◆ Data for review ◆

PR #7416, opened 2025-09-23
Add the ability to generate manifest info for an endpoint in diagnostics

PhilBastian:
alternative to https://github.com/Particular/NServiceBus/pull/7406

This is the first step for [Ability to export resources manifest required for endpoints deployment](https://github.com/Particular/NServiceBus/issues/7370)

To start with, the ASB transport and the SqlPersistence have had manifest generation implementations added.

- [ASB spike](https://github.com/Particular/NServiceBus.Transport.AzureServiceBus/pull/1248)
- [SQL persistence spike](https://github.com/Particular/NServiceBus.Persistence.Sql/pull/1811)
- [ServiceControl Metrics spike](https://github.com/Particular/NServiceBus.Metrics.ServiceControl/pull/678)
- [Heartbeats spike](https://github.com/Particular/NServiceBus.Heartbeat/pull/599)

sample output with:
- Receive only endpoint
- ASB transport
- 2 events mapped from two topics. `"SubscribedEventToTopicsMap": {"Shared.EventOne": [ "event-one", "event-bla" ],"Shared.EventTwo": [ "event-bla" ]`
- audit, heartbeat and SC metrics enabled
- uniquely addressable
- SQL persistence
- outbox enabled

```json
  "Manifest-ASBSettings": {
    "EntityMaximumSize": "5GB",
    "PrefetchCount": "default",
    "PrefetchMultiplier": "10",
    "EnablePartitioning": "false"
  },
  "Manifest-AuditQueue": "audit",
  "Manifest-ErrorQueue": "error",
  "Manifest-InputQueues": [
    "samples.azureservicebus.options.subscriber",
    "samples.azureservicebus.options.subscriber-bla"
  ],
  "Manifest-MessageTypes": [
    {
      "Name": "EventOne",
      "FullName": "Shared.EventOne",
      "IsMessage": true,
      "IsEvent": true,
      "IsCommand": false,
      "Schema": [
        {
          "Name": "Content",
          "Type": "String"
        },
        {
          "Name": "PublishedOnUtc",
          "Type": "DateTime"
        }
      ]
    },
    {
      "Name": "EventTwo",
      "FullName": "Shared.EventTwo",
      "IsMessage": true,
      "IsEvent": true,
      "IsCommand": false,
      "Schema": [
        {
          "Name": "Content",
          "Type": "String"
        },
        {
          "Name": "PublishedOnUtc",
          "Type": "DateTime"
        }
      ]
    }
  ],
  "Manifest-Persistence": {
    "Dialect": "MsSqlServer",
    "Prefix": "Samples.AzureServiceBus.Options.Subscriber",
    "Outbox": {
      "TableName": "[dbo].[Samples.AzureServiceBus.Options.Subscriber_OutboxData]",
      "PrimaryKey": "MessageId",
      "Indexes": [
        {
          "Name": "Index_DispatchedAt",
          "Columns": "DispatchedAt"
        },
        {
          "Name": "Index_Dispatched",
          "Columns": "Dispatched"
        }
      ],
      "TableColumns": [
        {
          "Type": "string",
          "Length": "200",
          "Name": "MessageId",
          "Mandatory": true
        },
        {
          "Type": "boolean",
          "Default": false,
          "Name": "Dispatched",
          "Mandatory": true
        },
        {
          "Name": "DispatchedAt",
          "Type": "datetime",
          "Mandatory": false
        },
        {
          "Type": "string",
          "Length": "23",
          "Name": "PersistenceVersion",
          "Mandatory": true
        },
        {
          "Type": "string",
          "Length": "max",
          "Name": "Operations",
          "Mandatory": true
        }
      ]
    },
    "Sagas": [],
    "Subscription": null,
    "StorageTypes": [
      "Outbox",
      "Sagas",
      "Subscriptions"
    ]
  },
  "Manifest-SendingQueues": [
    "audit",
    "error"
  ],
  "Manifest-Subscriptions": [
    {
      "TopicName": "event-one",
      "MessageTypes": [
        "Shared.EventOne"
      ]
    },
    {
      "TopicName": "event-bla",
      "MessageTypes": [
        "Shared.EventOne",
        "Shared.EventTwo"
      ]
    }
  ],
  "Manifest-UniqueAddressDiscriminator": "bla",
```

### DIFF
--- a/src/NServiceBus.Core/Receiving/ReceiveComponent.Configuration.cs
+++ b/src/NServiceBus.Core/Receiving/ReceiveComponent.Configuration.cs
@@ -24,7 +24,7 @@ partial class ReceiveComponent
                     });
 
         hostingConfiguration.AddStartupDiagnosticsSection("Manifest-MessageTypes",
-            handledMessages.Select(
+            () => handledMessages.Select(
                 handledMessage => new ReceiveComponentManifestMessageType
                 {
                     Name = handledMessage.MessageType.Name,


src/NServiceBus.Core/Receiving/ReceiveComponent.Configuration.cs
```diff
@@ -2,11 +2,61 @@ namespace NServiceBus;
...
+    public void AddManifest(HostingComponent.Configuration hostingConfiguration, SettingsHolder settings)
+    {
+        var messageTypes = configuration.MessageHandlerRegistry.GetMessageTypes();
+        var conventions = settings.Get<Conventions>();
+
+        var handledMessages = messageTypes.Select(
+                    type => new
+                    {
+                        MessageType = type,
+                        IsMessage = conventions.IsMessageType(type),
```
andreasohlund, line 21: Does this add value? We are iterating over the known message types, so this would always be true?

src/NServiceBus.Core/Audit/ConfigureAudit.cs
```diff
@@ -26,5 +26,6 @@ public static void AuditProcessedMessagesTo(this EndpointConfiguration config, s
         }
 
         config.Settings.Set(new AuditConfigReader.Result(auditQueue, timeToBeReceived));
+        config.Settings.AddStartupDiagnosticsSection("Manifest-AuditQueue", auditQueue);
```
danielmarbach, line 29: Would it be possible to introduce the concept of a "category" for a section? Essentially, currently we are using "category-" as a convention to say these are all manifest related sections. Today the feature diagnostic code does a distinct on the section names and warns for duplicated entries. If we add an optional "category" (or whatever else makes sense) we could augment the writing code to move stuff of the same category into a subsection. That would allow us to also leverage this, for example, in the persistence or transport to have a category "Persistence" or "Transport" and then have all the related sections grouped under there. This means it is no longer strictly necessary to have unique names like "NServiceBus.Persistence.Sql.Outbox" but we could standardize on having a persistence category with sections like Outbox, Sagas, Subscriptions (per storage type) or in mixed scenarios keep "Persistence" as a category and have "SqlOutbox", "SqlSagas" and "RavenSubscriptions" (just making up examples for now for the discussion).

src/NServiceBus.Core/Receiving/ReceiveComponent.Configuration.cs
```diff
@@ -2,11 +2,61 @@ namespace NServiceBus;
...
+        hostingConfiguration.AddStartupDiagnosticsSection("Manifest-MessageTypes",
+            handledMessages.Select(
+                handledMessage => new ReceiveComponentManifestMessageType
+                {
+                    Name = handledMessage.MessageType.Name,
+                    FullName = handledMessage.MessageType.FullName,
+                    IsMessage = handledMessage.IsMessage,
+                    IsEvent = handledMessage.IsEvent,
+                    IsCommand = handledMessage.IsCommand,
+                    Schema = handledMessage.MessageType.GetProperties().Select(
```
danielmarbach, line 35: This might not  necessarily be a problem we have to solve now, but it is worth discussing. More reflection done at startup will increase the startup time. The other PR made the manifest writing opt-in. Diagnostics are currently something that is always written (which has pros and cons). That being said, even the original spike also did the "compute intensive" part as part of the startup, independent of whether the manifest was enabled. So the concern I raise here is the same.

src/NServiceBus.Core/Receiving/ReceiveComponent.Configuration.cs
PhilBastian: it was pre-existing in `AutoSubscribe`, I just moved and refactored the code

src/NServiceBus.Core/Audit/ConfigureAudit.cs
PhilBastian: I was thinking along the same lines, but since the diagnostics order the output alphabetically the "Manifest-" achieved the same thing without having to force a new standard on every diagnostic call

src/NServiceBus.Core/Receiving/ReceiveComponent.Configuration.cs
PhilBastian: fair call, but that would require re-adding in an `EnableManifest` api, either experimental or otherwise. This isn't the only place that reflection is used as part of startup, but I conceded the point that it will be adding to the already significant burden.

As an aside, wouldn't the assembly scan be the slowest part?

PhilBastian: as discussed, pass `Func<object>` rather than `object` for expensive operations, and enable these to be filtered out by the diagnostics writer should startup performance be an issue

PhilBastian:
[design document](https://github.com/Particular/Platform/blob/main/design-decisions/manifest.md) for the manifest implementation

◆ The problem ◆
For each line of the listing that holds the word "TopicName", show that line.

◆ Answer section ◆
      "TopicName": "event-one",
      "TopicName": "event-bla",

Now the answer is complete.